Xavier menjulurkan lidahnya yang kecil dan panjang dengan ujung terbelah dua, persis seperti lidah ular. Itu adalah cara dia mendeteksi lingkungan di sekitarnya, ditambah kemampuannya sebagai Bestial, ia bisa melacak apa pun di sekitarnya dalam radius puluhan kilometer, bahkan lebih.

"Kita tidak akan kembali ke sana," ucapnya.

"Eh, kenapa?" Kirana heran, ia kira lubang pohon itu sarangnya.

"Tempat itu sudah tidak aman," kata Xavier. "Kita akan cari tempat lain."

Xavier melekukkan bagian ekornya menjadi seperti tempat duduk, ia meminta Kirana duduk di atas sana.

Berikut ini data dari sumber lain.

PR #1325, opened 2025-02-20
feat: Copy historical results between reports when run with previous automatable version

stalgiag:
This is an extension of #1320 and adds historical assertion verdict copying between reports for "refresh" runs

### DIFF
--- a/server/controllers/AutomationController.js
+++ b/server/controllers/AutomationController.js
@@ -29,7 +29,8 @@ const runnableTestsResolver = require('../resolvers/TestPlanReport/runnableTests
 const getGraphQLContext = require('../graphql-context');
 const populateData = require('../services/PopulatedData/populateData');
 const {
-  getTestPlanReportById
+  getTestPlanReportById,
+  updateTestPlanReportById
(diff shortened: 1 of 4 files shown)


server/controllers/AutomationController.js
```diff
@@ -250,89 +282,182 @@ const updateOrCreateTestResultWithResponses = async ({
...
+    }
 
-    const processedResponses = convertEmptyStringsToNoOutputMessages(responses);
+    res.json({ success: true });
+  } catch (error) {
+    const statusCode = error.statusCode || 500;
+    const errorResponse = {
+      error: error.message,
+      details: error.details || {},
+      stack: process.env.NODE_ENV !== 'production' ? error.stack : undefined
```
howard-e, line 390: Neat! Reasonable function here to make into a reusable error handler

howard-e (approved):
Thanks @stalgiag! Makes sense to me. The updated test really helped in following some of the changes here.

Nothing additional to call out from me except that wasn't already discussed in #1320.

PR #1329, opened 2025-03-04
Fix build issue and address date issue with snapshots

howard-e:
This PR does the following:

**Build Issue**
The [Postgres 16.8](https://github.com/actions/runner-images/blob/ubuntu24/20250302.1/images/ubuntu/Ubuntu2404-Readme.md#postgresql) bundled in the latest `ubuntu-24` image is unexpectedly unable to be ignored during the build process. It cannot be overwritten or have another postgres version installed alongside it. The last successful build's image used [Postgres 16.6](https://github.com/actions/runner-images/blob/ubuntu24/20250209.1/images/ubuntu/Ubuntu2404-Readme.md#postgresql) bundled so I can only assume it's because of the version or some permissions issue but not completely sure.

So this PR removes any instances of pre-bundled postgres pacakges first then installs our instance. It is a less than ideal but it eliminates this current blocker. Will continue to investigate with a lower priority.

**Snapshots Timestamp Issue**
Removes an outdated utility in favor of our standard UTC-based date utilities.

### DIFF
--- a/shared/dates.js
+++ b/shared/dates.js
@@ -1,19 +1,24 @@
+// TODO: momentjs is no longer supported. Replace with another date utility/practice. See https://momentjs.com/docs/#/-project-status/.
 const moment = require('moment');
 
-const convertDateToString = (date, format = 'DD-MM-YYYY') => {
+const convertDateToString = (date, format = 'DD-MM-YYYY', { locale } = {}) => {
   if (!date) return '';
+  if (locale) setLocale(locale);
   return moment.utc(date).format(format);
 };
 
-const convertStringToDate = (date, format = 'DD-MM-YYYY') => {
+const convertStringToDate = (date, format = 'DD-MM-YYYY', { locale } = {}) => {
+  if (locale) setLocale(locale);
   return moment.utc(date, format).toDate();
 };
 
 const convertStringFormatToAnotherFormat = (
   date,
   fromFormat = 'DD-MM-YYYY',
-  toFormat = 'MM-DD-YYYY'
+  toFormat = 'MM-DD-YYYY',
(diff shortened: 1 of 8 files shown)


shared/tests/dates.test.js
```diff
@@ -1,28 +1,64 @@
...
+    const formattedDate = convertDateToString(date, outputFormat, {
+      locale: 'en'
+    });
     expect(formattedDate).toBe('Nov 30, 2021 at 2:51:28 pm UTC');
   });
 
   it('returns a formatted string when using 24-hour notation in a different locale (French)', () => {
     const date = '2021-11-30T14:51:28.000Z';
-    const formattedDate = gitUpdatedDateToString(date, 'fr-FR');
+    const formattedDate = convertDateToString(date, outputFormat, {
```
howard-e, line 50: This project has yet to officially support ii8n so it felt a bit odd to preserve these locale based tests. Curious if others feel these necessary at the moment.

shared/dates.js
```diff
@@ -1,19 +1,24 @@
+// TODO: momentjs is no longer supported. Replace with another date utility/practice. See https://momentjs.com/docs/#/-project-status/.
```
howard-e, line 1: Very low priority item I had done several years ago in #483 and willing to redo if others feel strongly for this, in a separate PR.

shared/tests/dates.test.js
stalgiag: I love the ambition but yeah these seem superfluous for the foreseeable future.

stalgiag (approved):
Makes sense to me! Thanks for diving in and figuring out the issues with prebundled postgres

Issue #1334, opened 2025-03-06
Revise length of generated GitHub issue link


howard-e:
We are hitting the GitHub URI length limits in special cases due to the amount of content included in the link. We should revise the generated content to check if we can appropriately trim the included content.

In shortening the URI length in this way, it only slightly mitigates the solution and other alternatives are also welcome.

The latest instance has happened when attempting to raise an issue for the conflict for `Radio Group Example Using Roving tabindex V25.02.12, VoiceOver for macOS, Test 13`. The following URI was being generated:

<details>

<summary>the generated URI length is 10089</summary>

[...]

PR #1336, opened 2025-03-12
fix: Revise length of generated GitHub issue link to avoid hitting URI max length

stalgiag:
This PR truncates conflict markdown when a "Raise an issue" link has more than 8k chars.

Assumptions:
- 8k was tested in Chrome, Firefox, and Safari. It works on all. There is conflicting information about the limits for Edge but the most up-to-date info suggests that it shares Chrome's limit which would make sense.
- I couldn't create a testing scenario in which anything other than conflict markdown creates an issue link that exceeds this limit. If a reviewer believes otherwise please let me know.

This PR isn't entirely satisfying as it does result in truncated data in the issue. I tried to mitigate the worst effects of this by including a link back to the originating location. I looked into other options but the tradeoffs didn't seem worth it.

Alternatives
- Creating a GH issue via post to GH API
  - pros: no limitation on content
  - cons: would come from a central account rather than users' personals
- Replacing body with a link to a central view of the relevant info in the app
  - pros: no limitations on content, freedom with presentation
  - cons: requires navigating away from GH
  
related to #1334

### DIFF
--- a/CHANGELOG.md
+++ b/CHANGELOG.md
@@ -1,3 +1,20 @@
+## [1.13.0](https://github.com/w3c/aria-at-app/compare/v1.12.0...v1.13.0) (2025-03-17)
+
+
+### Features
+
+* Group required reports in test plan report status dialog ([#1337](https://github.com/w3c/aria-at-app/issues/1337)) ([a705888](https://github.com/w3c/aria-at-app/commit/a705888df6a53abb69f011a94ffd641678949769))
+
+
+### Bug Fixes
+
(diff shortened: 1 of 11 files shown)


howard-e (commented):
Thanks for addressing. This seems like a safe enough solution to move forward with!

On the alternatives, GH API would definitely be a solid and long lasting solution. The in-app view sounds like a larger buildout of the `/conflicts` page. And with it just being considered an alternative (but always available) if GH cannot take all the content doesn't really place it as too much of a con for me! At a glance, the latter feels more favorable to me right now.

There may also be very minor changes and removal of some unnecessary white space in the template builder but not enough savings for me to require that be done right now.

Other than that, left an inline comment on the truncated text message.

howard-e (approved):
Confirmed internally that the changes work as expected. Thanks for sorting this out @stalgiag!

"Aku bisa berjalan sendiri," tolak Kirana.

"Naiklah, aku berjalan sangat cepat, kau bisa teritinggal," sanggah Xavier. Kirana mengembungkan pipinya, ia tidak suka dianggap tidak berdaya seperti itu. Tetapi daripada ia menghambat Xavier, akhirnya gadis itu menurut.

Mereka berdua akhirnya pergi meninggalkan tepi sungai, masuk jauh ke dalam hutan.